Selain kwalitas yang
kurang baik akibat kemarau panjang, alasan bos pembelinya di Pulau Jawa, seperti
Surabaya, Semarang dan Jakarta, karena menumpuknya jumlah di gudang pencucian.
“Sekarang ini pengkomsumsinya,
seperti Tiongkok, Hongkong, Thailand dan Malaysia, tengah membatasi permintaan,”

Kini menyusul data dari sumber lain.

PR #44, opened 2025-04-19
DestinationSet should implement java.util.Set

rogin:
This was an old feature, requested by [several people](https://github.com/nextgenhealthcare/connect/issues/4414), that NextGen chose to ignore. Prior code review comments are [here](https://github.com/rogin/connect/pull/2). I compiled it with Java 8, and the test ran successfully. No further testing on my part.


tonygermano:
Thanks for submitting this! I always meant to give it a more thorough review and suggest a few things. Just a heads up, this probably will not be a top priority until after we get our first release out the door.

jonbartels (approved):

NicoPiel:
Can this be revisited now? @tonygermano

server/test/com/mirth/connect/userutil/DestinationSetTest.java
```diff
@@ -0,0 +1,376 @@
+
```
tonygermano: todo: new file needs SPDX header

server/test/com/mirth/connect/userutil/DestinationSetTest.java
```diff
@@ -0,0 +1,376 @@
...
+    @Test
+    public void testPopulatedSet() throws Exception {
+        DestinationSet ds = getNewTestDestinationSet();
+
+        assertFalse(ds.isEmpty());
+        assertEquals(3, ds.size());
+    }
+
+    @Test
+    public void testAdd() throws Exception {
```
tonygermano: I think `add` should throw `java.lang.UnsupportedOperationException`

server/test/com/mirth/connect/userutil/DestinationSetTest.java
```diff
@@ -0,0 +1,376 @@
...
+        //already in set
+        assertFalse(ds.add(1));
+        assertEquals(4, ds.size());
+
+        assertFalse(ds.add(null));
+        assertEquals(4, ds.size());
+    }
+
+    @Test
+    public void testAddAll() throws Exception {
```
tonygermano: I think `addAll` should throw `java.lang.UnsupportedOperationException`

server/src/com/mirth/connect/server/userutil/DestinationSet.java
```diff
@@ -7,162 +8,221 @@
...
+ import com.mirth.connect.userutil.ImmutableConnectorMessage;
+ 
+ /**
+  * Utility class used in the preprocessor or source filter/transformer to prevent the message from
+  * being sent to specific destinations.
+  */
+ public class DestinationSet implements Set<Integer> {
+ 
+     private Map<String, Integer> destinationIdMap = Collections.emptyMap();
+     private Set<Integer> metaDataIds;
```
tonygermano: I assume you are initializing `destinationIdMap` here in case it fails to set in the constructor. Can we initialize `metaDataIds` here as well instead of adding it to the catch block of the constructor? I think further discussion is needed on whether or not it's a good idea to change the behavior of DestinationSet not allowing additions. I think for the time being it can be initialized with `Collections.emptySet()`.

server/test/com/mirth/connect/userutil/DestinationSetTest.java
```diff
@@ -0,0 +1,376 @@
...
+    public void testToArrayGenericImproperlySized() throws Exception {
+        DestinationSet ds = getNewTestDestinationSet();
+
+        Integer[] resp = ds.toArray(new Integer[0]);
+        assertEquals(3, resp.length);
+        assertEquals(Integer.valueOf(1), resp[0]);
+        assertEquals(Integer.valueOf(2), resp[1]);
+        assertEquals(Integer.valueOf(3), resp[2]);
+    }
+}
```
tonygermano: nit: no newline at end of file

server/test/com/mirth/connect/userutil/DestinationSetTest.java
```diff
@@ -0,0 +1,376 @@
...
+    @Test
+    public void testToArray() throws Exception {
+        DestinationSet ds = getNewTestDestinationSet();
+
+        Object[] arr = ds.toArray();
+        assertEquals(3, arr.length);
+        assertEquals(Integer.valueOf(1), arr[0]);
+        assertEquals(Integer.valueOf(2), arr[1]);
+        assertEquals(Integer.valueOf(3), arr[2]);
+    }
```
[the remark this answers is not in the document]
NicoPiel: This is true. Tests that assume `toArray` to be deterministic could be flaky.

server/src/com/mirth/connect/server/userutil/DestinationSet.java
```diff
@@ -7,162 +8,221 @@
...
+      *            The delegate ImmutableConnectorMessage object.
+      */
+     public DestinationSet(ImmutableConnectorMessage connectorMessage) {
+         try {
+             if (connectorMessage.getSourceMap().containsKey(Constants.DESTINATION_SET_KEY)) {
+                 this.destinationIdMap = connectorMessage.getDestinationIdMap();
+                 this.metaDataIds = (Set<Integer>) connectorMessage.getSourceMap().get(Constants.DESTINATION_SET_KEY);
+             }
+         } catch (Exception e) {
+             metaDataIds = new HashSet<>();
```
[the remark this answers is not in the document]
NicoPiel: This is also a good point and probable cause for future NPEs.

rogin:
I'm impressed by the copilot results. I'd like to resolve the findings this weekend.

server/src/com/mirth/connect/server/userutil/DestinationSet.java
```diff
@@ -7,162 +8,221 @@
...
+ 
+     /**
+      * Stop a destination from being processed for this message.
+      * 
+      * @param metaDataIdOrConnectorName
+      *            An integer representing the metaDataId of a destination connector, or the actual
+      *            destination connector name.
+      * @return A boolean indicating whether at least one destination connector was actually removed
+      *         from processing for this message.
+      */
```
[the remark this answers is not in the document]
tonygermano: agree

server/src/com/mirth/connect/server/userutil/DestinationSet.java
```diff
@@ -56,15 +55,7 @@ public DestinationSet(ImmutableConnectorMessage connectorMessage) {
...
-        if (metaDataIds != null) {
-            Integer metaDataId = convertToMetaDataId(metaDataIdOrConnectorName);
-
-            if (metaDataId != null) {
-                return metaDataIds.remove(metaDataId);
-            }
-        }
-
-        return false;
+        return remove(Collections.singleton(metaDataIdOrConnectorName));
```
tonygermano, line 58: suggestion: annotate with `@Override`

This is a Set operation

---

suggestion: keep this method simple and don't wrap and delegate

If `metaDataIds` is made final and never null above, then the first null check can be removed.

server/src/com/mirth/connect/server/userutil/DestinationSet.java
```diff
@@ -77,15 +68,15 @@ public boolean remove(Object metaDataIdOrConnectorName) {
...
-        boolean removed = false;
-
-        for (Object metaDataIdOrConnectorName : metaDataIdOrConnectorNames) {
-            if (remove(metaDataIdOrConnectorName)) {
-                removed = true;
-            }
-        }
-
-        return removed;
+        if(metaDataIdOrConnectorNames == null) { return false; }
```
tonygermano, line 71: nitpick: follow copilot recommendation to add space in `if (`

---

suggestion: move this implementation to Set operation `removeAll` and deprecate this method

This encourages the use of the Set operations `remove` for a single object and `removeAll` for collections. The overloaded `remove` has been a source of confusion in the past.

---

issue: should throw a NPE instead of return false when Collection is null

This matches the previous behavior and is specified by `Set.removeAll`

server/src/com/mirth/connect/server/userutil/DestinationSet.java
```diff
@@ -77,15 +68,15 @@ public boolean remove(Object metaDataIdOrConnectorName) {
...
+
+        return metaDataIdOrConnectorNames.stream()
+            .map(this::convertToMetaDataId)
+            .filter(Optional::isPresent)
+            .map(Optional::get)
+            .map(metaDataIds::remove)
+            .filter(Boolean::booleanValue)
+            .count() > 0;
```
tonygermano, line 79:
```suggestion
            .anyMatch(Boolean::booleanValue)
```

server/src/com/mirth/connect/server/userutil/DestinationSet.java
```diff
@@ -98,15 +89,7 @@ public boolean remove(Collection<Object> metaDataIdOrConnectorNames) {
...
-        if (metaDataIds != null) {
-            Integer metaDataId = convertToMetaDataId(metaDataIdOrConnectorName);
-
-            Set<Integer> set = (metaDataId != null) ? Collections.singleton(metaDataId) : Collections.emptySet();
-
-            return metaDataIds.retainAll(set);
-        }
-
-        return false;
+        return removeAllExcept(Collections.singleton(metaDataIdOrConnectorName));
```
tonygermano, line 92: suggestion: make this a call to Set operation `retainAll`

server/src/com/mirth/connect/server/userutil/DestinationSet.java
```diff
@@ -119,21 +102,15 @@ public boolean removeAllExcept(Object metaDataIdOrConnectorName) {
...
-                if (metaDataId != null) {
-                    set.add(metaDataId);
-                }
-            }
-
-            return metaDataIds.retainAll(set);
-        }
-
-        return false;
+        if(metaDataIdOrConnectorNames == null) { return false; }
```
tonygermano, line 105: nitpick: follow copilot recommendation to add space in `if (`

---

suggestion: move this implementation to Set operation `retainAll` and deprecate this method

This encourages the use of the Set operations and reduces confusion about two methods which do the same thing. I think `removeAllExcept(Object)` can remain since Set does not provide a `retainOnly` method for a single Object.

---

issue: should throw a NPE instead of return false when Collection is null

This matches the previous behavior and is specified by `Set.retainAll`

---

Suggestion: remove null check for metaDataIds

It should not be null if following other recommendations in this review

server/src/com/mirth/connect/server/userutil/DestinationSet.java
```diff
@@ -24,9 +22,9 @@
  * Utility class used in the preprocessor or source filter/transformer to prevent the message from
  * being sent to specific destinations.
  */
-public class DestinationSet {
+public class DestinationSet implements Set<Integer> {
 
-    private Map<String, Integer> destinationIdMap;
+    private Map<String, Integer> destinationIdMap = Collections.emptyMap();
     private Set<Integer> metaDataIds;
```
tonygermano, line 28: suggestion: make `destinationIdMap` and `metaDataIds` final and initialize both in constructor

server/src/com/mirth/connect/server/userutil/DestinationSet.java
```diff
@@ -43,6 +41,7 @@ public DestinationSet(ImmutableConnectorMessage connectorMessage) {
                 this.metaDataIds = (Set<Integer>) connectorMessage.getSourceMap().get(Constants.DESTINATION_SET_KEY);
             }
         } catch (Exception e) {
+            metaDataIds = new HashSet<>();
```
tonygermano, line 44: suggestion: when key is not present initialize to `Collections.emptySet()`

Consider making fields final and modifying the constructor like this.

```java
public DestinationSet(ImmutableConnectorMessage connectorMessage) {
    Map<String, Integer> tempMap = Collections.emptyMap();
    Set<Integer> tempSet = Collections.emptySet();

    if (connectorMessage != null) {
        try {
            Object rawValue = connectorMessage.getSourceMap().get(Constants.DESTINATION_SET_KEY);
            
            if (rawValue instanceof Set<?> set) {
                tempMap = connectorMessage.getDestinationIdMap();
                
                @SuppressWarnings("unchecked")
                Set<Integer> castedSet = (Set<Integer>) set;
                tempSet = castedSet;
            }
        } catch (Exception e) {
            // consider logging an error, but logging is not currently set up for this class
            // logger.error("Failed to extract destination metadata from connector message", e);
        }
    }

    this.destinationIdMap = tempMap;
    this.metaDataIds = tempSet;
}
```

server/src/com/mirth/connect/server/userutil/DestinationSet.java
```diff
@@ -144,25 +121,102 @@ public boolean removeAllExcept(Collection<Object> metaDataIdOrConnectorNames) {
...
-        }
-
-        return false;
+        int origSize = size();
+        clear();
+        return origSize > 0;
     }
 
-    private Integer convertToMetaDataId(Object metaDataIdOrConnectorName) {
+    private Optional<Integer> convertToMetaDataId(Object metaDataIdOrConnectorName) {
```
tonygermano, line 129: suggestion: keep return value for this method as it is

Since this method is private, it's not really necessary to wrap and unwrap with an Optional in the same class. The nulls are cleaner.

In your streams you could do
```diff
+import java.util.Objects;
-            .filter(Optional::isPresent)
-            .map(Optional::get)
+            .filter(Objects::nonNull)
```

I don't think it is necessary to replace the multiple returns either, but it is a good change to remove the destinationIdMap null check if we always initialize it to be non-null.

It could be helpful to add a javadoc for this method to describe its behavior.

server/src/com/mirth/connect/server/userutil/DestinationSet.java
```diff
@@ -144,25 +121,102 @@ public boolean removeAllExcept(Collection<Object> metaDataIdOrConnectorNames) {
...
+    @Override
+    public boolean contains(Object metaDataIdOrConnectorName) {
+        Optional<Integer> m = convertToMetaDataId(metaDataIdOrConnectorName);
+
+        return m.isPresent() && metaDataIds.contains(m.get());
+    }
+
+    @Override
+    public Iterator<Integer> iterator() {
+        return Collections.unmodifiableSet(metaDataIds).iterator();
```
tonygermano, line 164: issue: iterator should be modifiable

The only method on the iterator which allows modifying the Set is `remove` which is an allowed operation.

server/src/com/mirth/connect/server/userutil/DestinationSet.java
```diff
@@ -144,25 +121,102 @@ public boolean removeAllExcept(Collection<Object> metaDataIdOrConnectorNames) {
...
+        return metaDataIds.toArray();
+    }
+
+    @Override
+    public <T> T[] toArray(T[] a) {
+        return metaDataIds.toArray(a);
+    }
+
+    @Override
+    public boolean add(Integer metaDataId) {
```
tonygermano, line 178: issue: `add` should throw UnsupportedOperationException

DestinationSets do not support adding to the Set

server/src/com/mirth/connect/server/userutil/DestinationSet.java
```diff
@@ -144,25 +121,102 @@ public boolean removeAllExcept(Collection<Object> metaDataIdOrConnectorNames) {
...
+    public boolean containsAll(Collection<?> metaDataIdOrConnectorNames) {
+        if(metaDataIdOrConnectorNames == null) { return false; }
+
+        return metaDataIdOrConnectorNames.stream()
+        .map(this::contains)
+        .allMatch(Boolean::booleanValue);
+    }
+
+    @Override
+    public boolean addAll(Collection<? extends Integer> metaDataIdOrConnectorNames) {
```
tonygermano, line 192: issue: `addAll` should throw UnsupportedOperationException

DestinationSets do not support adding to the Set

server/src/com/mirth/connect/server/userutil/DestinationSet.java
```diff
@@ -144,25 +121,102 @@ public boolean removeAllExcept(Collection<Object> metaDataIdOrConnectorNames) {
...
+                    changed = true;
+                }
+            }
+        }
+
+        return changed;
+    }
+
+    @Override
+    public boolean retainAll(Collection<?> metaDataIdOrConnectorNames) {
```
tonygermano, line 209: suggestion: deprecate `removeAllExcept(Collection<Object>)` in favor of this method

Also mentioned above. The Set operations should be the primary methods to reduce confusion and we can eventually remove the old methods.

server/src/com/mirth/connect/server/userutil/DestinationSet.java
```diff
@@ -144,25 +121,102 @@ public boolean removeAllExcept(Collection<Object> metaDataIdOrConnectorNames) {
...
+        return removeAllExcept((Collection<Object>)metaDataIdOrConnectorNames);
+    }
+
+    @Override
+    public boolean removeAll(Collection<?> metaDataIdOrConnectorNames) {
```
tonygermano, line 214: suggestion: deprecate `remove(Collection<Object>)` in favor of this method

Also mentioned above. The Set operations should be the primary methods to reduce confusion and we can eventually remove the old methods.

server/src/com/mirth/connect/server/userutil/DestinationSet.java
```diff
@@ -144,25 +121,102 @@ public boolean removeAllExcept(Collection<Object> metaDataIdOrConnectorNames) {
...
+    @Override
+    public boolean isEmpty() {
+        return metaDataIds.isEmpty();
+    }
+
+    @Override
+    public boolean contains(Object metaDataIdOrConnectorName) {
+        Optional<Integer> m = convertToMetaDataId(metaDataIdOrConnectorName);
+
+        return m.isPresent() && metaDataIds.contains(m.get());
```
tonygermano, line 159: if `convertToMetaDataId` is changed back to returning nulls and `metaDataIds` is always non-null as suggested elsewhere, I think this can be simplified to just

```java
return metaDataIds.contains(convertToMetaDataId(metaDataIdOrConnectorName));
```

server/src/com/mirth/connect/server/userutil/DestinationSet.java
```diff
@@ -144,25 +121,102 @@ public boolean removeAllExcept(Collection<Object> metaDataIdOrConnectorNames) {
...
+    }
+
+    @Override
+    public boolean add(Integer metaDataId) {
+        return metaDataId != null && metaDataIds.add(metaDataId);
+    }
+
+    @Override
+    public boolean containsAll(Collection<?> metaDataIdOrConnectorNames) {
+        if(metaDataIdOrConnectorNames == null) { return false; }
```
tonygermano, line 184: nitpick: follow copilot recommendation to add space in `if (`

---

issue: `Set.containsAll` should throw a NPE instead of returning false when Collection is null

jelas Aan, warga Kelurahan Basirih Hilir, Samuda, Sabtu (24/8).
Terlebih lagi, lanjut
Aan, para pembudidayaan sarang burung wallet, khususnya wilayah kawasan pasar H
Umar Hasyim, Samuda. hampir tak bisa memanen lantaran sarang yang dioleh kurang
sempurna.
Kondisi demikian juga
akibat adanya asap dari karhutla, hingga burung-burung walet mencari makan sangat jauh.
“Kalau musim
kemarau, apalagi yang panjang di tahun ini, kita hampir tak bisa memanennya. Karena sarang
masih berpoles kecil, dan burungnya juga agak lambat menjadikannya bentuk
sarang,” imbuh Aan.
Hal senada juga
dikemukakan Suriansyah, salah satu pemilik penangkaran walet lainnya di kota yang tepat
berada di Muara Sampit itu.
Menurutnya, musim
kemarau bagi para pembudidaya yang memiliki gedung-gedung walet, panennya
memang agak terlambat.
“Biasanya para
petani penangkar sarang walet di musim hujan, panen 1- 2 bulan bisa panen.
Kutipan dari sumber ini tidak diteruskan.